## Required work
Could you repeat every record below exactly as written?

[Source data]
___

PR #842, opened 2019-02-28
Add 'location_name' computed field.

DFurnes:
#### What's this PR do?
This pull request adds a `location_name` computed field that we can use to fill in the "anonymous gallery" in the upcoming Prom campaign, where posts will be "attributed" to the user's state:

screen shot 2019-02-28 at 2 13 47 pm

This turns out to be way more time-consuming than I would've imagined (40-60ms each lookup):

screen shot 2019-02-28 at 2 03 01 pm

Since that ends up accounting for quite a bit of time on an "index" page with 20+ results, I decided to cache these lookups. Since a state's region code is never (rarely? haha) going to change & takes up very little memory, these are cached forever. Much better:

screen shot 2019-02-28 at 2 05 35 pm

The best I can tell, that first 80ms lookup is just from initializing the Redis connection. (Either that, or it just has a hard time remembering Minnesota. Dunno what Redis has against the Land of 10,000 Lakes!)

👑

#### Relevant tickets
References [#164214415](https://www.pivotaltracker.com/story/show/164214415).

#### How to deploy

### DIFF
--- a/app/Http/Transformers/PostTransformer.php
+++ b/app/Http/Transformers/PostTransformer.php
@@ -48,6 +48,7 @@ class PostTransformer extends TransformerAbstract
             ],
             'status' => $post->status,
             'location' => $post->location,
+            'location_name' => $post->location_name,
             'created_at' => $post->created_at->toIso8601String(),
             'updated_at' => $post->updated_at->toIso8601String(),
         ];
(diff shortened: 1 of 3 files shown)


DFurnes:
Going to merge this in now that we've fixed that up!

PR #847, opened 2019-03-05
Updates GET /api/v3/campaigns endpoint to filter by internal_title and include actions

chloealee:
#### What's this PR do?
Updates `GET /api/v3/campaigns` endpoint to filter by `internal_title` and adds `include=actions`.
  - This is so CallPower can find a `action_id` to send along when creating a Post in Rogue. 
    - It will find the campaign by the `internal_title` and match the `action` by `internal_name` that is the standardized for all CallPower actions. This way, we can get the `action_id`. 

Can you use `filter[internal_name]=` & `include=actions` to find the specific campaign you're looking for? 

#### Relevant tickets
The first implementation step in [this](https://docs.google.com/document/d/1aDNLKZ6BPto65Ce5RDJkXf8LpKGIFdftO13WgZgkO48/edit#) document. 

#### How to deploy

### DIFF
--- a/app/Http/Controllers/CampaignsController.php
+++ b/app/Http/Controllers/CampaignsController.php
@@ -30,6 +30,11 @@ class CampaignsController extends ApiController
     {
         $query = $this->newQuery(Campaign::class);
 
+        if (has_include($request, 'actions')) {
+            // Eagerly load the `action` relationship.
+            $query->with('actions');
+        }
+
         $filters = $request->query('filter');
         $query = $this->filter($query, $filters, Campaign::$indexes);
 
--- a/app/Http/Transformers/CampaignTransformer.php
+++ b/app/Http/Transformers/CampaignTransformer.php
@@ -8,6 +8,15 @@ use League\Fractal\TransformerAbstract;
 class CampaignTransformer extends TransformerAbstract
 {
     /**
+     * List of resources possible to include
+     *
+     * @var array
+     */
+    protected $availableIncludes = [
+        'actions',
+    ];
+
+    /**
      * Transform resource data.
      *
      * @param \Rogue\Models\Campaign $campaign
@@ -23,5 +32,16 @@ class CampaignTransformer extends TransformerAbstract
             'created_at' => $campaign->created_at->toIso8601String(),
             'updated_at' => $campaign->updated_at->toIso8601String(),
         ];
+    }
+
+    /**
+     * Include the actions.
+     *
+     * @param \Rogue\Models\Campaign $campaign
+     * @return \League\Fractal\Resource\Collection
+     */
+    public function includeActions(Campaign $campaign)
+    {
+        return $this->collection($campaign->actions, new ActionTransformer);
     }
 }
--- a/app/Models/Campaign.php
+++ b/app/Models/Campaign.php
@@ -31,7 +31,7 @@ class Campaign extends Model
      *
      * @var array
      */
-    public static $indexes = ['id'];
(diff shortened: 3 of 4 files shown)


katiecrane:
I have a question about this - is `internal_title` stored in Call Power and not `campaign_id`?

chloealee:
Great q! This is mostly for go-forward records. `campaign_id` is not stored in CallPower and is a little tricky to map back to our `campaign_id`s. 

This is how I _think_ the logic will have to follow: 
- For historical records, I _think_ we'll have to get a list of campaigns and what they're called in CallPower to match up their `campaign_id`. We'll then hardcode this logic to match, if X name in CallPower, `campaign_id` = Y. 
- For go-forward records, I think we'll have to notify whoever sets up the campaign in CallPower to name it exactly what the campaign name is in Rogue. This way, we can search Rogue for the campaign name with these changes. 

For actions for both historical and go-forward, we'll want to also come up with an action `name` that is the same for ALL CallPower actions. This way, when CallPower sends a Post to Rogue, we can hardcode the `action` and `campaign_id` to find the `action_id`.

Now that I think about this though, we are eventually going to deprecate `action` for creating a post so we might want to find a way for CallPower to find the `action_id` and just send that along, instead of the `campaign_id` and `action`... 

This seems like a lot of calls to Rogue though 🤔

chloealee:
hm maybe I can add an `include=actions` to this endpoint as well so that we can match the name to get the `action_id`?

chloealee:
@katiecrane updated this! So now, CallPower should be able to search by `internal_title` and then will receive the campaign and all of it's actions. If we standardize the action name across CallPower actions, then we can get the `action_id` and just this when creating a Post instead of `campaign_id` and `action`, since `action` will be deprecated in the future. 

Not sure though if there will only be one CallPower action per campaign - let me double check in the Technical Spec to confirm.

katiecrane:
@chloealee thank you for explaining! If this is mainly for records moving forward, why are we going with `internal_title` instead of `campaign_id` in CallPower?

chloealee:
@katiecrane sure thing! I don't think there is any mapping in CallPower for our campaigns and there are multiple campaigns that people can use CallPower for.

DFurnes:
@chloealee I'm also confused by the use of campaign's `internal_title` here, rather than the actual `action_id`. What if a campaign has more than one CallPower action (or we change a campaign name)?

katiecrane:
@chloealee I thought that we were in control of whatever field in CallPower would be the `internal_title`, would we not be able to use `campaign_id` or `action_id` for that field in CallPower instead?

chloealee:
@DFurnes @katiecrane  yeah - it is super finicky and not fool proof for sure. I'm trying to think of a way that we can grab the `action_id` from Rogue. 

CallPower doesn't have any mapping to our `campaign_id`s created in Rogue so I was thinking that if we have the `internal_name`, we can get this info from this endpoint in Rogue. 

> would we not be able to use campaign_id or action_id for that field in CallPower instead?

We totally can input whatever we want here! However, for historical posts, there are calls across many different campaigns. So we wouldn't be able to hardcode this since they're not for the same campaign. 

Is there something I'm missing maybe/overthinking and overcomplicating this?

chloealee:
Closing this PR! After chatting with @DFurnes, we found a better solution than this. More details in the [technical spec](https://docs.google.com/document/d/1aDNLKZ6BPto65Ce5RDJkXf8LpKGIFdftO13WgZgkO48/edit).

___

## Answer to the exercise
PR #842, opened 2019-02-28
Add 'location_name' computed field.

DFurnes:
#### What's this PR do?
This pull request adds a `location_name` computed field that we can use to fill in the "anonymous gallery" in the upcoming Prom campaign, where posts will be "attributed" to the user's state:

screen shot 2019-02-28 at 2 13 47 pm

This turns out to be way more time-consuming than I would've imagined (40-60ms each lookup):

screen shot 2019-02-28 at 2 03 01 pm

Since that ends up accounting for quite a bit of time on an "index" page with 20+ results, I decided to cache these lookups. Since a state's region code is never (rarely? haha) going to change & takes up very little memory, these are cached forever. Much better:

screen shot 2019-02-28 at 2 05 35 pm

The best I can tell, that first 80ms lookup is just from initializing the Redis connection. (Either that, or it just has a hard time remembering Minnesota. Dunno what Redis has against the Land of 10,000 Lakes!)

👑

#### Relevant tickets
References [#164214415](https://www.pivotaltracker.com/story/show/164214415).

#### How to deploy

### DIFF
--- a/app/Http/Transformers/PostTransformer.php
+++ b/app/Http/Transformers/PostTransformer.php
@@ -48,6 +48,7 @@ class PostTransformer extends TransformerAbstract
             ],
             'status' => $post->status,
             'location' => $post->location,
+            'location_name' => $post->location_name,
             'created_at' => $post->created_at->toIso8601String(),
             'updated_at' => $post->updated_at->toIso8601String(),
         ];
(diff shortened: 1 of 3 files shown)


DFurnes:
Going to merge this in now that we've fixed that up!

PR #847, opened 2019-03-05
Updates GET /api/v3/campaigns endpoint to filter by internal_title and include actions

chloealee:
#### What's this PR do?
Updates `GET /api/v3/campaigns` endpoint to filter by `internal_title` and adds `include=actions`.
  - This is so CallPower can find a `action_id` to send along when creating a Post in Rogue. 
    - It will find the campaign by the `internal_title` and match the `action` by `internal_name` that is the standardized for all CallPower actions. This way, we can get the `action_id`. 

Can you use `filter[internal_name]=` & `include=actions` to find the specific campaign you're looking for? 

#### Relevant tickets
The first implementation step in [this](https://docs.google.com/document/d/1aDNLKZ6BPto65Ce5RDJkXf8LpKGIFdftO13WgZgkO48/edit#) document. 

#### How to deploy

### DIFF
--- a/app/Http/Controllers/CampaignsController.php
+++ b/app/Http/Controllers/CampaignsController.php
@@ -30,6 +30,11 @@ class CampaignsController extends ApiController
     {
         $query = $this->newQuery(Campaign::class);
 
+        if (has_include($request, 'actions')) {
+            // Eagerly load the `action` relationship.
+            $query->with('actions');
+        }
+
         $filters = $request->query('filter');
         $query = $this->filter($query, $filters, Campaign::$indexes);
 
--- a/app/Http/Transformers/CampaignTransformer.php
+++ b/app/Http/Transformers/CampaignTransformer.php
@@ -8,6 +8,15 @@ use League\Fractal\TransformerAbstract;
 class CampaignTransformer extends TransformerAbstract
 {
     /**
+     * List of resources possible to include
+     *
+     * @var array
+     */
+    protected $availableIncludes = [
+        'actions',
+    ];
+
+    /**
      * Transform resource data.
      *
      * @param \Rogue\Models\Campaign $campaign
@@ -23,5 +32,16 @@ class CampaignTransformer extends TransformerAbstract
             'created_at' => $campaign->created_at->toIso8601String(),
             'updated_at' => $campaign->updated_at->toIso8601String(),
         ];
+    }
+
+    /**
+     * Include the actions.
+     *
+     * @param \Rogue\Models\Campaign $campaign
+     * @return \League\Fractal\Resource\Collection
+     */
+    public function includeActions(Campaign $campaign)
+    {
+        return $this->collection($campaign->actions, new ActionTransformer);
     }
 }
--- a/app/Models/Campaign.php
+++ b/app/Models/Campaign.php
@@ -31,7 +31,7 @@ class Campaign extends Model
      *
      * @var array
      */
-    public static $indexes = ['id'];
(diff shortened: 3 of 4 files shown)


katiecrane:
I have a question about this - is `internal_title` stored in Call Power and not `campaign_id`?

chloealee:
Great q! This is mostly for go-forward records. `campaign_id` is not stored in CallPower and is a little tricky to map back to our `campaign_id`s. 

This is how I _think_ the logic will have to follow: 
- For historical records, I _think_ we'll have to get a list of campaigns and what they're called in CallPower to match up their `campaign_id`. We'll then hardcode this logic to match, if X name in CallPower, `campaign_id` = Y. 
- For go-forward records, I think we'll have to notify whoever sets up the campaign in CallPower to name it exactly what the campaign name is in Rogue. This way, we can search Rogue for the campaign name with these changes. 

For actions for both historical and go-forward, we'll want to also come up with an action `name` that is the same for ALL CallPower actions. This way, when CallPower sends a Post to Rogue, we can hardcode the `action` and `campaign_id` to find the `action_id`.

Now that I think about this though, we are eventually going to deprecate `action` for creating a post so we might want to find a way for CallPower to find the `action_id` and just send that along, instead of the `campaign_id` and `action`... 

This seems like a lot of calls to Rogue though 🤔

chloealee:
hm maybe I can add an `include=actions` to this endpoint as well so that we can match the name to get the `action_id`?

chloealee:
@katiecrane updated this! So now, CallPower should be able to search by `internal_title` and then will receive the campaign and all of it's actions. If we standardize the action name across CallPower actions, then we can get the `action_id` and just this when creating a Post instead of `campaign_id` and `action`, since `action` will be deprecated in the future. 

Not sure though if there will only be one CallPower action per campaign - let me double check in the Technical Spec to confirm.

katiecrane:
@chloealee thank you for explaining! If this is mainly for records moving forward, why are we going with `internal_title` instead of `campaign_id` in CallPower?

chloealee:
@katiecrane sure thing! I don't think there is any mapping in CallPower for our campaigns and there are multiple campaigns that people can use CallPower for.

DFurnes:
@chloealee I'm also confused by the use of campaign's `internal_title` here, rather than the actual `action_id`. What if a campaign has more than one CallPower action (or we change a campaign name)?

katiecrane:
@chloealee I thought that we were in control of whatever field in CallPower would be the `internal_title`, would we not be able to use `campaign_id` or `action_id` for that field in CallPower instead?

chloealee:
@DFurnes @katiecrane  yeah - it is super finicky and not fool proof for sure. I'm trying to think of a way that we can grab the `action_id` from Rogue. 

CallPower doesn't have any mapping to our `campaign_id`s created in Rogue so I was thinking that if we have the `internal_name`, we can get this info from this endpoint in Rogue. 

> would we not be able to use campaign_id or action_id for that field in CallPower instead?

We totally can input whatever we want here! However, for historical posts, there are calls across many different campaigns. So we wouldn't be able to hardcode this since they're not for the same campaign. 

Is there something I'm missing maybe/overthinking and overcomplicating this?

chloealee:
Closing this PR! After chatting with @DFurnes, we found a better solution than this. More details in the [technical spec](https://docs.google.com/document/d/1aDNLKZ6BPto65Ce5RDJkXf8LpKGIFdftO13WgZgkO48/edit).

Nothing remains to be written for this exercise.